In such cases, the right way to do translations is to use any sentence splitter of your choice, segment the paragraph into constituent batch of sentences, use batch translate on the batch of sentences and rejoin the translated batch of sentences to once again reconstruct the paragraph.

You can find an example script that does this here.

kurianbenoy commented 6 months ago

Hello @PranjalChitale, I will try to use sentence splitter of my choice and pass results as chunks of sentence.

I am doubtful about the deterministic nature of translation output you suggested. Please check the outputs of input text I give, and why I say that way.

kurianbenoy commented 6 months ago

Please provide the following basic details to proceed further.

  1. Input text (plain text format)

This article is from a leading news provider in Kerala. PFA article:

https://gist.github.com/kurianbenoy/9b12b76f7aebab3b2c9e684999f8bc05

  1. Translation generated by the model (plain text format)

I once got this output with tokens

unnamed

Yet now I don't get it anymore, which confused me a lot because model is not behaving determenistically.

image

  1. Model that is being used and details about quantization.

I am using the best model ai4bharat/indictrans2-indic-en-1B with no quantization config

indic_en_ckpt_dir = "ai4bharat/indictrans2-indic-en-1B" 
qconfig = None
model = AutoModelForSeq2SeqLM.from_pretrained(
        indic_en_ckpt_dir,
        trust_remote_code=True,
        low_cpu_mem_usage=True,
        quantization_config=qconfig,
        revision="74a49d37c8bfd517d2cc04db8cd1baf8cef1fe7a"
)
jaygala24 commented 6 months ago

Hi @kurianbenoy

I was able to translate the article you shared in this issue correctly when fragmented at the sentence level. I would like to point out that the IndicTrans2 models are trained with sentence-level translation pairs so it is likely that the model may produce unexpected translations when passing the entire paragraph as the input. I have modified the example.py (link) script to also support paragraph-level translations in the latest commit.

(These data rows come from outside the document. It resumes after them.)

PR #5384, opened 2024-09-19
fix: "Dancing" list items by normalizing line indentation

### LINKED ISSUE #4602: dancing list items
### Description

when clicken, marking text, or moving the cursor with the arrow keys and on every keypress, even in other lines,
the lines of the list items start to jump left and right.

see behavior here: https://youtu.be/EFQyN_0LcsI

### Reproducing

watch video above, or make a list like this and enjoy the show:

1. <item>:
	1.1. <item>:
	<text>

2. <item>:
2.1. <item>:
	- <item>
	 - <item>

2.2. <item>:
	- <item>r, 

2.3. <item>:
- <item>
- <item>
- <item>

### Zettlr Version

Stable (most recent version)

### Specify version

3.0.0

### Installation Method

From the Website or GitHub

### Your Platform

- [X] Windows
- [ ] macOS
- [ ] Linux

### Architecture

- [X] Intel 64bit
- [ ] ARM 64bit

### Operating System Version

Windows 11 Pro, Version: 22H2, Build: 22621.2215, Windows Feature Experience Pack 1000.22662.1000.0

### Additional Information

_No response_

nathanlesage:
## Description

This PR's aim is to finally solve the various bug reports complaining about "dancing" list items with users who use tabs instead of spaces for their Markdown indentation.

## Changes

The fix is basically to remove any tabs upon file loading and only re-add them upon saving the file. It sounds stupid, but I hope that it works, in which case it ain't stupid.

## Side Effects

There is a side effect that this PR will introduce, namely that indentation will automatically be normalized upon reading and writing any supported file with Zettlr, like line endings.

This means: If you have a mixed indentation in any file (i.e., two spaces and four spaces), the more prevalent indentation pattern will overwrite the lesser used pattern. This means that this PR has the ability to change your files simply by opening and saving them. **IN THEORY**, this should have no impact on people, but I wanted to mention it here.

## Additional information

For months now people have been complaining that their lists were expressing "dancing" behavior. The cause is simple to explain: Zettlr wraps long lines, and without any special treatment, indented lines would look like this:

```
- List item
    - An indented list item, which we will assume to
be wrapped at this point.
```

But we want it to look like this:

```
- List item
    - An indented list item, which we will assume to
      be wrapped at this point.
```

In order to do so, we have to continuously play around with the text-indent and first-line indent to match up the characters on the list item's lines. Since this also must work with variable-width fonts (since not all use one of the monospaced themes), we have to actually measure pixel-precise where these lines are at.

The issue with tab characters now is the way tab characters are supposed to work. Using tabulators assumes that you can take a page and split it up into invisible vertical columns. Inserting a tab character means that any text after it should always be moved to the beginning of the next available vertical column. This means, if you insert or delete some text from before the tab character, this will not change the position of the text following the tab character.

So, in our case: When we measure the positions of the two wrapped lines, the tabs will cause the lines to be at one of these vertical lines. If we now apply our calculations to the line and change the text-indent and first-line indent accordingly, the browser will immediately recalculate where the text should be according to the tab characters in the document. This will move the text, rendering our calculations wrong.

Since we re-calculate these indents on every single keystroke, the lines will move every time. If you observe this behavior, you will notice that it starts to cycle between a few positions back and forth as you type.

As I cannot influence how the browser's layouting algorithm recalculates tab sizes (again, tab characters are NOT a fixed width, they only have a fixed MINIMUM width and are thus variable in width), this PR circumvents this issue entirely by just removing all tab characters before displaying the document.

This is how tabs are now treated:

```
1. Load in a file that uses tab indentation
2. Zettlr replaces them with a space-based indentation
3. You modify the document, indenting and unindenting lines
4. You tell Zettlr to save your file
5. Zettlr replaces the space-based indentation with tabs
6. Write the file to disk.
```

## Things we definitely have to test

Since my time is limited, I decided to provide the basic implementation, but I'll have to leave testing to others:

- [ ] How does navigation work? Right now we probably can navigate the various spaces. Should we not do this and instead make the cursor movement "jump" across indentation units (i.e., four spaces at a time)?
- [ ] Does this thing even work in preserving tabs on disk but not displaying them?
- [ ] One thing I couldn't test is whether this now influences the way equality is being calculated to determine if we need to save a document (newlines are probably already accounted for …? Please check.)
- [ ] Also we definitely have to check what influence the tab size setting now has on the documents. I am considering if we should always use a fixed tab size in the editors of four spaces, and only apply the tab setting to the file saving process…? Comments requested.

Tested on: macOS Sequoia 15.0

Fixes (or should fix) the following issues:

- Fixes #4602

### DIFF
--- a/source/app/service-providers/documents/index.ts
+++ b/source/app/service-providers/documents/index.ts
@@ -36,6 +36,7 @@ import { markdownToAST } from '@common/modules/markdown-utils'
 import isFile from '@common/util/is-file'
 import { trans } from '@common/i18n-main'
 import type FSALWatchdog from '@providers/fsal/fsal-watchdog'
+import { changeFileIndentation } from './util/change-file-indentation'
 
 type DocumentWindows = Record<string, DocumentTree>
 
@@ -579,7 +580,14 @@ export default class DocumentManager extends ProviderContract {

Regarding the deterministic nature of the translations: I am able to reproduce the translations with the same article as input for multiple runs. You can refer to the translation in output.txt attached to this reply. I suspect that you are using sampling-based decoding which might possibly lead to non-deterministic outputs.

output.txt

One difference I notice in your model loading is the use of the revision argument. Please try once with removing the following argument.

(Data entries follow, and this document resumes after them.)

PR #5451, opened 2024-10-31
Update citing.md to clarify instructions

Onatcer:
## Description
I found that after installing Zettlr the Auto-Save Setting is turned off by default, which also means that the References Panel does not update automatically. It looks like it does only update on save, so the instructions for in citing.md did not work for me initially, because the reference of the tutorial did not show up in the sidebar. 

## Changes
I changed

> You will notice that the book is visible there — and as you continue to include references, this list will grow!

to

> After saving the file, you will notice that the book is visible there — and as you continue to include references, this list will grow!

to clarify that you need to save before the References show up. 

Tested on: macOS 14.1.1

### DIFF
--- a/static/tutorial/en/citing.md
+++ b/static/tutorial/en/citing.md
@@ -34,7 +34,7 @@ At the core of Zettlr, there is a mighty engine that is capable of untangling wh
 
 ## The References List 💻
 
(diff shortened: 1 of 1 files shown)


nathanlesage:
Looks good! Indeed, the sidebar lists only update on save since there's quite some work to be done behind the scenes which I didn't want to do on every input. Good catch!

kurianbenoy commented 6 months ago

Hi @jaygala24, thanks for updating the example.py so it supports paragraph-level translations.

One difference I notice in your model loading is the use of the revision argument. Please try once with removing the following argument.

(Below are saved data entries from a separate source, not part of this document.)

Issue #5163, opened 2024-05-15
Default to Last-Used Export Even When Custom Command


dstark:
### Description

When using a defaults profile to export a document, Zettlr 3.1.1 (on Windows 11) defaults to that profile in the next export. When using a custom command, however, Zettlr defaults to a blank export. If this blank export is run (say, because the user inattentively doesn't select something else), Zettlr replaces the existing markdown file with a new markdown file with many (or all) of the markdown characters escaped. Defaulting to the same custom command would both provide an added convenience and avoid potentially overwriting an existing markdown file with a new file where the markdown is "broken."

![Screenshot 2024-05-15 074053](https://github.com/Zettlr/Zettlr/assets/205528/fd6fe685-6d4a-40f1-97fa-2635785c7956)
![Screenshot 2024-05-15 074133](https://github.com/Zettlr/Zettlr/assets/205528/96921778-cc0f-4102-9ff6-e13bfb219a59)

I can try that as well. Yet I do that for stability, so it is pointed to correct git commit in huggingface folder. If you update the model repository in huggingface, with revision argument it won't be updated. While without revision argument, it takes latest commit from model repository.

I suspect that you are using sampling-based decoding which might possibly lead to non-deterministic outputs.

I was using the same example.py code, when I got <unk> token and when it was corrrectly fixed with the output I shared. The output you shared was exactly the same itself.

I didn't change even 1 line of my code. That's why I suspect something else is leading to non-deterministic output sporadically. Yet strangely, I encountered this two weeks before only and was noticed by another user. Yet later I didn't get the output with unk tokens last week, in my testing. So this bug is a bit strange to reproduce.

jaygala24 commented 5 months ago

Yes, I know that revision points out to the correct git commit in huggingface folder. However, I would like to inform you that we won't be releasing any updates to the IndicTrans2 checkpoints on Huggingface.

I suspect that one of the following reasons might be behind the occurrence of <unk> tokens in the translations:

It looks like the issue has been resolved based on your recent response, so I'll close this issue for now. Feel free to re-open the issues in case of any further queries. Thank you!